Apenas o rombo da Previdência aumentou R$ 27,7 bilhões de um mês para outro. O setor público consolidado (Governo Central, Estados, municípios e estatais, com exceção de Petrobras e Eletrobras) apresentou déficit primário de R$ 65,508 bilhões em junho. Em maio deste ano, havia sido registrado déficit de R$ 15,541 bilhões e, em junho de 2020, déficit de R$ 188,682 bilhões.
"Já na comparação com o ano passado, o resultado melhorou bastante porque tivemos em junho 2020 o maior déficit fiscal da história para o mês, em função dos gastos para enfrentar a pandemia de covid-19.
Além dessas despesas, em junho do ano passado estávamos no momento mais agudo da crise, com queda na arrecadação e diferimento de tributos", completou.
Rocha apontou ainda que a melhora no superávit dos governos regionais se deve ao crescimento da arrecadação de tributos e aos repasses da União para Estados e municípios.O resultado fiscal de junho foi composto por um déficit de R$ 75,083 bilhões do Governo Central (Tesouro Nacional, Banco Central e INSS). Já os governos regionais (Estados e municípios) influenciaram o resultado positivamente com R$ 8,391 bilhões no mês.
Enquanto os Estados registraram um superávit de R$ 7,541 bilhões, os municípios tiveram resultado positivo de R$ 850 milhões. As empresas estatais registraram superávit primário de R$ 1,183 bilhão.
Pagamento de juros
Fernando Rocha também disse que o ganho de R$ 21,7 bilhões do BC com swaps cambiais ajudou a reduzir a conta de juros do setor público em junho. O setor público consolidado teve despesas de R$ 10,086 bilhões com os juros da dívida pública em junho, após ter encerrado maio com gastos de R$ 21,897 bilhões. Segundo Rocha, sem esse efeito dos swaps, o pagamento de juros teria sido de R$ 32 bilhões no mês passado.
"Sem esse efeito dos swaps cambiais, teria havido um aumento da conta de juros tanto em relação a maio quanto em relação a junho do ano passado, devido ao aumento da Selic e da inflação", completou Rocha.
Dívida
O chefe do Departamento de Estatísticas do Banco Central afirmou que o aumento de 1,1 ponto porcentual da dívida líquida em proporção Produto Interno Bruto (PIB) do de maio para junho se deve principalmente ao déficit nominal R$ 75,6 bilhões no mês passado.
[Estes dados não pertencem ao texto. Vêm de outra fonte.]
Issue #5012, opened 2023-05-23
Bug: Fusion saver render publishing doesn't work


BigRoy:
### Is there an existing issue for this?

- [X] I have searched the existing issues

### Current Behavior:

So [this PR](https://github.com/ynput/OpenPype/pull/4955) has made its way into develop and there are now multiple issues it seems.

Currently the issues in **develop** are:
1. A published comp workfile now has the frame range of the asset listed, not the frame range of the comp itself. I'd say this is invalid. It makes much more sense that the published comp workfile states what the state fo the actual file was to begin with. 
2. I seem to be unable to publish newly created savers with anything other than the asset database frame range. It always seems to render that range, and never the comp timeline or render range.

_For more details see this screenshot:_

![image](https://github.com/ynput/OpenPype/assets/2439881/834db692-a3d9-42d4-a0db-33b0db68807c)

_It seems that the instance label (left hand side) correctly collected the frame range (1-10) it should be rendering however during "Render local" it seems to still render the other frame range of the asset entity in database (1001-1010)_

3. Existing savers will now by default render a different frame range than before (asset database instead of comp timeline) which makes old fusion files forward incompatible unless the setting is toggled by the user in the UI manually.
5. If the option "From asset database" is used and that range is **not** within the Fusion comp's current global in and out frame range it will still fail to render those frame ranges. As such, a validator should be in place to capture that case.

### Expected Behavior:

1. Published comp workfile should state the frame range of the actual workfile
2. Publishing a saver should use the frame range as stated in the publisher UI, either "From viewer render in/out", "From comp timeline". Both these options don't work, the render always seem to force the current context's frame range of the asset in the database.
3. (Nice to have): The savers should be backwards compatible - so it should likely default the above value to "from render range" instead of "Current asset context"

### Version

3.15.8-nightly.2

### What platform you are running OpenPype on?

Windows

### Steps To Reproduce:

1. Set comp range 1-10
2. Set asset database range 1001-1010
3. Create a new saver in the comp with a background as input
4. Set the saver frame range source to "From composition timeline"

The render will not succeed - will try and render the wrong frame range.
Also a published workfile of this comp will list the asset frame range in the loader, not the comp's actual frame range.

### Are there any labels you wish to add?

- [X] I have added the relevant labels to the bug report.

[cuID:[OP-6027](https://app.clickup.com/t/863gu46mz)]

PR #5013, opened 2023-05-23
Fusion: fixing frame range targeting

jakubjezek001:
## Changelog Description
Frame range targeting at Rendering instances is now following configured options.

## Testing notes:
1. open fusion workfile and create render instance.
2. test all three options on render target switch. Make sure comp timeline is set to different frame range then asset db and set render range to some different range then comp range so you can test the calculation of handles.
3. ideally test it on multiple rendering targets

Closes https://github.com/ynput/OpenPype/issues/5012


EmberLightVFX:
> ...and have a validation for when they are outside of the comp's global in/out because Fusion seems to fail rendering for those cases anyway...

I have created a validator that might be of interest to modify and integrate in this PR: https://github.com/ynput/OpenPype/pull/4921

BigRoy:
> > ...and have a validation for when they are outside of the comp's global in/out because Fusion seems to fail rendering for those cases anyway...
> 
> I have created a frame-range validator that might be of interest to modify and integrate in this PR: #4921

Thanks. Took a quick look but unfortunately it's not a perfect fit, but it does show some ideas for improvements to the validator in this PR.

openpype/pipeline/publish/abstract_collect_render.py
```diff
@@ -167,16 +167,27 @@ def process(self, context):
 
             frame_start_render = int(render_instance.frameStart)
             frame_end_render = int(render_instance.frameEnd)
+            """ TODO: Needs to be refofactored because this
+                      seems to be very hacky
+            """
```
BigRoy, line 172:
```suggestion
            # TODO: Refactor hacky frame range workaround below
```

jakubjezek001:
We are having bug in the Render Local. It is not restoring original render range after it is rendered.

BigRoy:
@jakubjezek001 could you try again?

jakubjezek001:
> @jakubjezek001 could you try again?

works perfect now and ready to be Approved ;) Thanks @BigRoy

BigRoy (approved):
I did a lot of the commits so take my approval with a grain of salt please.
@EmberLightVFX anything that still stands out to you?

jakubjezek001:
> I did a lot of the commits so take my approval with a grain of salt please. @EmberLightVFX anything that still stands out to you?

Eh, sorry to be so quick. This was painful at one of our clients and there was a pressure to deploy it quickly. @EmberLightVFX you might want to give some feedback on this please.

PR #5336, opened 2023-07-21
Maya: Validate Model Content

tokejepsen:
## Changelog Description
`assemblies` in `cmds.ls` does not seem to work;
```python
from maya import cmds


content_instance = ['|group2|pSphere1_GEO', '|group2|pSphere1_GEO|pSphere1_GEOShape', '|group1|pSphere1_GEO', '|group1|pSphere1_GEO|pSphere1_GEOShape']
assemblies = cmds.ls(content_instance, assemblies=True, long=True)
print(assemblies)
```

Fixing with string splitting instead.

## Testing notes:
1. Setup model instance with geometry from two different top level parents.
2. Publish and verify validation fails.

### DIFF
--- a/openpype/hosts/maya/plugins/publish/validate_model_content.py
+++ b/openpype/hosts/maya/plugins/publish/validate_model_content.py
@@ -63,15 +63,10 @@ class ValidateModelContent(pyblish.api.InstancePlugin):
             return True
 
         # Top group
-        assemblies = cmds.ls(content_instance, assemblies=True, long=True)
-        if len(assemblies) != 1 and cls.validate_top_group:
+        top_parents = set([x.split("|")[1] for x in content_instance])
+        if cls.validate_top_group and len(top_parents) != 1:
             cls.log.error("Must have exactly one top group")
-            return assemblies
-        if len(assemblies) == 0:
-            cls.log.warning("No top group found. "
-                            "(Are there objects in the instance?"
-                            " Or is it parented in another group?)")
-            return assemblies or True
+            return top_parents
 
         def _is_visible(node):
             """Return whether node is visible"""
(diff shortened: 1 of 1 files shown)


moonyuet (approved):
Code looks good for me...

LiborBatek (approved):
Tested with geometries within different GRPs and when validation happens it correctly fails warning user about neccessity of single parent.
image

BigRoy:
> assemblies in cmds.ls does not seem to work;

```python
from maya import cmds

content_instance = ['|group2|pSphere1_GEO', '|group2|pSphere1_GEO|pSphere1_GEOShape', '|group1|pSphere1_GEO', '|group1|pSphere1_GEO|pSphere1_GEOShape']
assemblies = cmds.ls(content_instance, assemblies=True, long=True)
print(assemblies)
```

This for me actually works fine - it returns an empty list because `assemblies` returns root level nodes only. Maybe that's not what you were expecting but it is what the `maya.cmds.ls` flag described for `assemblies`. :)

Anyway, there's another downside to allowing adding the geometry into the `model` instance directly. Are we expecting the output publish to then EXCLUDE the parents, or INCLUDE the parents? The maya scene publish for a model will by default include them for e.g. which might be the unexpected behavior? If we were expecting to EXCLUDE them the technically they will always end up not being a unique top level node (since it'd be each individual geometry mesh at the top level that was added to the instance) and thus the validation doesn't make too much sense. To me it's a bit unclear what the expected behavior is actually.

tokejepsen:
> Anyway, there's another downside to allowing adding the geometry into the model instance directly. Are we expecting the output publish to then EXCLUDE the parents, or INCLUDE the parents? The maya scene publish for a model will by default include them for e.g. which might be the unexpected behavior? If we were expecting to EXCLUDE them the technically they will always end up not being a unique top level node (since it'd be each individual geometry mesh at the top level that was added to the instance) and thus the validation doesn't make too much sense. To me it's a bit unclear what the expected behavior is actually.

I agree its not very clear.
Would you mind making an issue for this? Dont think this PR, which is just a bugfix, is the place to evaluate and implement any of this.

PR #5338, opened 2023-07-21
Blender: Added setting to set resolution and start/end frames at startup

simonebarbieri:
## Changelog Description
This PR adds `set_resolution_startup `and `set_frames_startup` settings. They automatically set respectively the resolution and start/end frames and FPS in Blender when opening a file or creating a new one.

## Testing notes:
1. Change default settings in the Project Manager for resolution, start/end frames and FPS.
2. Disable the new settings and check when opening Blender if those settings have changed. You can check from the *Property panel*, in the *Output properties* tab.
3. Now enable the settings and try opening Blender again, and check if those settings have changed.


simonebarbieri:
@moonyuet done!
image

PR #5341, opened 2023-07-24
Maya: Extract look is not AYON compatible - OP-5375

tokejepsen:
## Changelog Description
The textures that would use hardlinking are going through texture processors. Currently all texture processors are hardcoded to copy texture instead of respecting the settings of forcing to copy.
The texture processors were last modified 4 months ago, so effectively all clients that are on any pipeline updated in the last 4 months wont be utilizing hardlinking at all, since the hardcoded texture processors will copy texture no matter the OS.

This opts for completely disabling the hardlinking feature, while we figure out what to do about it.

## Testing notes:
1. Create look in Maya and disable `Force copy`.
2. Publish and verify the textures are being copied instead of hardlinked.


iLLiCiTiT:
I think there is a mismatch in PR and branch name. This does not solve the issue with usage of `legacy_io.distinct`.

tokejepsen:
> I think there is a mismatch in PR and branch name. This does not solve the issue with usage of `legacy_io.distinct`.

Since all the texture processing is done with copying rather than hardlinking due to hardcoded copying, the `legacy_io.distinct` will never be executed. I agree its not a fix but working on the AYON `legacy_io.distinct` equivalent is not worth the effort when we are not using it anyways.

I've outlined a proposal for hardlink alternative here; https://github.com/ynput/OpenPype/issues/5342.

@iLLiCiTiT do you have something in mind instead of this PR?
We can clean up the code and completely get rid of the hardlink mentions and `legacy_io.distinct` will get removed in that process.

iLLiCiTiT:
> We can clean up the code and completely get rid of the hardlink mentions and legacy_io.distinct will get removed in that process.

I don't know how it works, so I guess it's ok if it's not used. Someone has to try out it in AYON.

tokejepsen:
> I don't know how it works, so I guess it's ok if it's not used. Someone has to try out it in AYON.

@iLLiCiTiT are you requesting to clean up the code in this PR?

iLLiCiTiT:
> > I don't know how it works, so I guess it's ok if it's not used. Someone has to try out it in AYON.
> 
> @iLLiCiTiT are you requesting to clean up the code in this PR?

I don't understand anything from the logic, so I'm not the one who can tell. I though there will have to be other way to find the versions instead of using `legacy_io.distinct`. If this is ok then just raise error in `find_paths_by_hash` if is in AYON mode?
- AYON mode can be determined by `from openpype import AYON_SERVER_ENABLED`.

BigRoy:
The logic basically finds all occurrences of a certain file hash in the database (using distinct) If there's any then it hardlinks it instead of making a new copy.

How that logic would work against the Ayon backend, but note that the query is made per texture so can easily run hundreds of times for a large asset. As such it's still crucial the query remains somewhat performant.

tokejepsen:
@iLLiCiTiT what do you think of this now?

moonyuet:
I tried with AYON. It publishes the look successfully.

LiborBatek (approved):
I did followed the testing steps and it works exactly as it suppose to work.

LiborBatek:
maybe because of inability to change the way it handles texture files and always force copy them we should hide the ```Force Copy``` option on Publish look instance.
image

openpype/hosts/maya/plugins/publish/extract_look.py
```diff
@@ -51,6 +51,12 @@ def find_paths_by_hash(texture_hash):
         str: path to texture if found.
 
     """
+    if AYON_SERVER_ENABLED:
+        raise ValueError(
```
antirotor, line 55: What about changing this to `KnownPublishError`? Because we sort of know that it might happen here :)

```suggestion
        raise KnownPublishError(
```

openpype/hosts/maya/plugins/publish/extract_look.py
```diff
@@ -585,14 +591,12 @@ def process_resources(self, instance, staging_dir, processors):
...
 
-        # Temporary fix to NOT create hardlinks on windows machines
-        if platform.system().lower() == "windows":
-            self.log.info(
-                "Forcing copy instead of hardlink due to issues on Windows..."
-            )
-            force_copy = True
-        else:
-            force_copy = instance.data.get("forceCopy", False)
+        # Temporary disable all hardlinking, due to the feature not being used
```
BigRoy, line 594: Can we add `TODO: ` for this comment so it's easily found in the codebase as code that might need some more work?

antirotor (changes requested):
let's add the TODO as mentioned an perhaps the Exception change and we can merge it.

antirotor (approved):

A Dívida Líquida do Setor Público (DLSP) passou de 59,8% (dado revisado) para 60,9% do PIB em junho. A DLSP atingiu R$ 4,878 trilhões. A dívida líquida apresenta valores menores que os da dívida bruta porque leva em consideração as reservas internacionais do Brasil.
"Outro efeito que explica o aumento da dívida líquida em junho foi a apreciação cambial de 4,4% no mês", afirmou. "Já o aumento do PIB nominal no mês puxou a dívida para baixo, contrabalançando esses efeitos e equilibrando um pouco a alta da DLSP", completou.
Já a Dívida Bruta do Governo Geral (DBGG) fechou junho aos R$ 6,729 trilhões, o que representa 84,0% do PIB. Apesar de o endividamento ter crescido nominalmente, o porcentual, divulgado nesta sexta pelo Banco Central, é menor que os 84,6% de maio (dado revisado).
"O principal fator para a redução da dívida bruta em porcentual em junho foi o aumento do PIB nominal, que cresceu mais aceleradamente que a dívida no mês. E, diferentemente da dívida líquida, no caso da dívida bruta a apreciação cambial contribui para reduzir o estoque", explicou.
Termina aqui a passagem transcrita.